** Opening EXERCISE DATA block **

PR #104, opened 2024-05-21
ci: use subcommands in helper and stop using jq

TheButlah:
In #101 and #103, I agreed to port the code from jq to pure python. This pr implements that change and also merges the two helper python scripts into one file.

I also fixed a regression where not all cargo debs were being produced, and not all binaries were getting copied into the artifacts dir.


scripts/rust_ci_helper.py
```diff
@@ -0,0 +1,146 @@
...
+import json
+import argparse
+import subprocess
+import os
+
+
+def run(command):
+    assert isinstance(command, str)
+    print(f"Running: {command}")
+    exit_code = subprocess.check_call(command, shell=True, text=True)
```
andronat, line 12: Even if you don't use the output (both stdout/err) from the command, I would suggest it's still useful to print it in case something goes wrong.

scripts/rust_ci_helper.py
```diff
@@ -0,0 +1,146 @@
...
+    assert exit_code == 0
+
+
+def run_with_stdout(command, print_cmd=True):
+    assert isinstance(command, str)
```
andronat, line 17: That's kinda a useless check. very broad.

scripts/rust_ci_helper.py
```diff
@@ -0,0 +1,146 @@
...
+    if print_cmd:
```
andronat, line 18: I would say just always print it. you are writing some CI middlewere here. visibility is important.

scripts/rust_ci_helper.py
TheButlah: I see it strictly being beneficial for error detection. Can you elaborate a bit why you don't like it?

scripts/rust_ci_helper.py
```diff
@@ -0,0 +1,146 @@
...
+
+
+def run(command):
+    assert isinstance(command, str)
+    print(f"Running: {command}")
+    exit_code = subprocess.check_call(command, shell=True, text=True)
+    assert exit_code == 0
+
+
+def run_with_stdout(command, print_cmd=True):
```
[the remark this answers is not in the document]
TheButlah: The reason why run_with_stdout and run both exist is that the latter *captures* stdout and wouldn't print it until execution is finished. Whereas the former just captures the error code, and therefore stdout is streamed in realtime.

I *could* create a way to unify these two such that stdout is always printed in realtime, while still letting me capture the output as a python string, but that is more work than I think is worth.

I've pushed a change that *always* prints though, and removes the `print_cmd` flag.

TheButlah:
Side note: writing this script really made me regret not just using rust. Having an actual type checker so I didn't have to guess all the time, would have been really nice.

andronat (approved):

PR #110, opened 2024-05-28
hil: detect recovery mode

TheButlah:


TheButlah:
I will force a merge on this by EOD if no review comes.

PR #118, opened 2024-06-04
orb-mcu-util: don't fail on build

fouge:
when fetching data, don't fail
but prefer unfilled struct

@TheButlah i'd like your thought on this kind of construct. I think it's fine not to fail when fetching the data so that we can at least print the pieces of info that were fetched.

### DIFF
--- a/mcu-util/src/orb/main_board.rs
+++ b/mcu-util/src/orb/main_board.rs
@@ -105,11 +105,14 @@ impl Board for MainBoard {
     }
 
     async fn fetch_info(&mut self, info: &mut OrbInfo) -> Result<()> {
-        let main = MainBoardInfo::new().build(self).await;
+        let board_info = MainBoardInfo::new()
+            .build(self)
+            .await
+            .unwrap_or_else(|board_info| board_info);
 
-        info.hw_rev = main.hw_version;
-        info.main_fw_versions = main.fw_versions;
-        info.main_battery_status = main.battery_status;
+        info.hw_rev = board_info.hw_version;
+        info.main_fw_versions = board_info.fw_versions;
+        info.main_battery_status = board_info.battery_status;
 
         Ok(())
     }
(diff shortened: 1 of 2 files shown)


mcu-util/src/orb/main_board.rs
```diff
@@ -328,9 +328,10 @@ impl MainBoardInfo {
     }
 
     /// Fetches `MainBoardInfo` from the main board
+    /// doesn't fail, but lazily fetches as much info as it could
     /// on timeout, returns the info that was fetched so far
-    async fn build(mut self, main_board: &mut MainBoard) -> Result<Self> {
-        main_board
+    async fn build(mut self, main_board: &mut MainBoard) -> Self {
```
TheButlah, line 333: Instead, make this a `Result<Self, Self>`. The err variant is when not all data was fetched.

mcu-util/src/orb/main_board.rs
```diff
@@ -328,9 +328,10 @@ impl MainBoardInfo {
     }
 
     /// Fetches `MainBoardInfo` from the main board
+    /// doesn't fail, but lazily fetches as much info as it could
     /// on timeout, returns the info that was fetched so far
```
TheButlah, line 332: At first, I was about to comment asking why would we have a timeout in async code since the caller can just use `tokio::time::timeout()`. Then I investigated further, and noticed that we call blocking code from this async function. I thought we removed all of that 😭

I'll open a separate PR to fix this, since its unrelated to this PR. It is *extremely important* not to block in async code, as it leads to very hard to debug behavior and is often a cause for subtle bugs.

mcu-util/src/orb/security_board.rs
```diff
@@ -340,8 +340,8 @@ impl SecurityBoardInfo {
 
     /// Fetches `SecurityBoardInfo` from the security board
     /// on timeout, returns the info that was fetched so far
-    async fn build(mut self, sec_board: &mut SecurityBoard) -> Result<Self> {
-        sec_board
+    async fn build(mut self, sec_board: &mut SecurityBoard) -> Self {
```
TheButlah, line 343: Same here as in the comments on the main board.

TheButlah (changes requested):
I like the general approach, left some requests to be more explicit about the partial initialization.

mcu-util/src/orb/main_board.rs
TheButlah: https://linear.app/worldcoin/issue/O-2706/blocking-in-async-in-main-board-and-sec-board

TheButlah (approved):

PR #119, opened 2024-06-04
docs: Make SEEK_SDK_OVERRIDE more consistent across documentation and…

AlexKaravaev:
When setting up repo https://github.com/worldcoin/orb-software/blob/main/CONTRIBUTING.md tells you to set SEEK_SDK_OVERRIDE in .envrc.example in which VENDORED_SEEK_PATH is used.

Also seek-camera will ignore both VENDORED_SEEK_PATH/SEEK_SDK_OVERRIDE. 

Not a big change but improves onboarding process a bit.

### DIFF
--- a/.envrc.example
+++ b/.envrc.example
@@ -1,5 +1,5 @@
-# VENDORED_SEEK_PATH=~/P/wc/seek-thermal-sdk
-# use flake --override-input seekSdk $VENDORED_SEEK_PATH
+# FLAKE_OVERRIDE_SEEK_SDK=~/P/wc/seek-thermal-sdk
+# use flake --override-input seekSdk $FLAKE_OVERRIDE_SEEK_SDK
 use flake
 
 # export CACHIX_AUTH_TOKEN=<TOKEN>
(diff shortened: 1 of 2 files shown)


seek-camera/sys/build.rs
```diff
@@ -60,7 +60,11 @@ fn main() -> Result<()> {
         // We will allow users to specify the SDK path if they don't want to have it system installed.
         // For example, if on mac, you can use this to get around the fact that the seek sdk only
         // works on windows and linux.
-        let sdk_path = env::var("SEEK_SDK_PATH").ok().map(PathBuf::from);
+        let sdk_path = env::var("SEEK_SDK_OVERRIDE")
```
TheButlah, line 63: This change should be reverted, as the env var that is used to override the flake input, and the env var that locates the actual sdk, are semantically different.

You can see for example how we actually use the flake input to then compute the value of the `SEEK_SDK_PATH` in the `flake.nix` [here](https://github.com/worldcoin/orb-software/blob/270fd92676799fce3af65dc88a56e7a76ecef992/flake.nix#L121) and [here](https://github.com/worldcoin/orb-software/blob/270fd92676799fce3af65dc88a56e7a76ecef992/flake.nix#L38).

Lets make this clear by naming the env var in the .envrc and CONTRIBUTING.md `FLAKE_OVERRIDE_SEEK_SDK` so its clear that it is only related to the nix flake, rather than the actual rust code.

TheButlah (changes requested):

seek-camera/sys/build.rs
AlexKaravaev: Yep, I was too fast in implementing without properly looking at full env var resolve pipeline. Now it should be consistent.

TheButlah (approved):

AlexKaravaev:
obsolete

** Closing EXERCISE DATA block **

Go through the entries and report every line with the string "input".

-# use flake --override-input seekSdk $VENDORED_SEEK_PATH
+# use flake --override-input seekSdk $FLAKE_OVERRIDE_SEEK_SDK
TheButlah, line 63: This change should be reverted, as the env var that is used to override the flake input, and the env var that locates the actual sdk, are semantically different.
You can see for example how we actually use the flake input to then compute the value of the `SEEK_SDK_PATH` in the `flake.nix` [here](https://github.com/worldcoin/orb-software/blob/270fd92676799fce3af65dc88a56e7a76ecef992/flake.nix#L121) and [here](https://github.com/worldcoin/orb-software/blob/270fd92676799fce3af65dc88a56e7a76ecef992/flake.nix#L38).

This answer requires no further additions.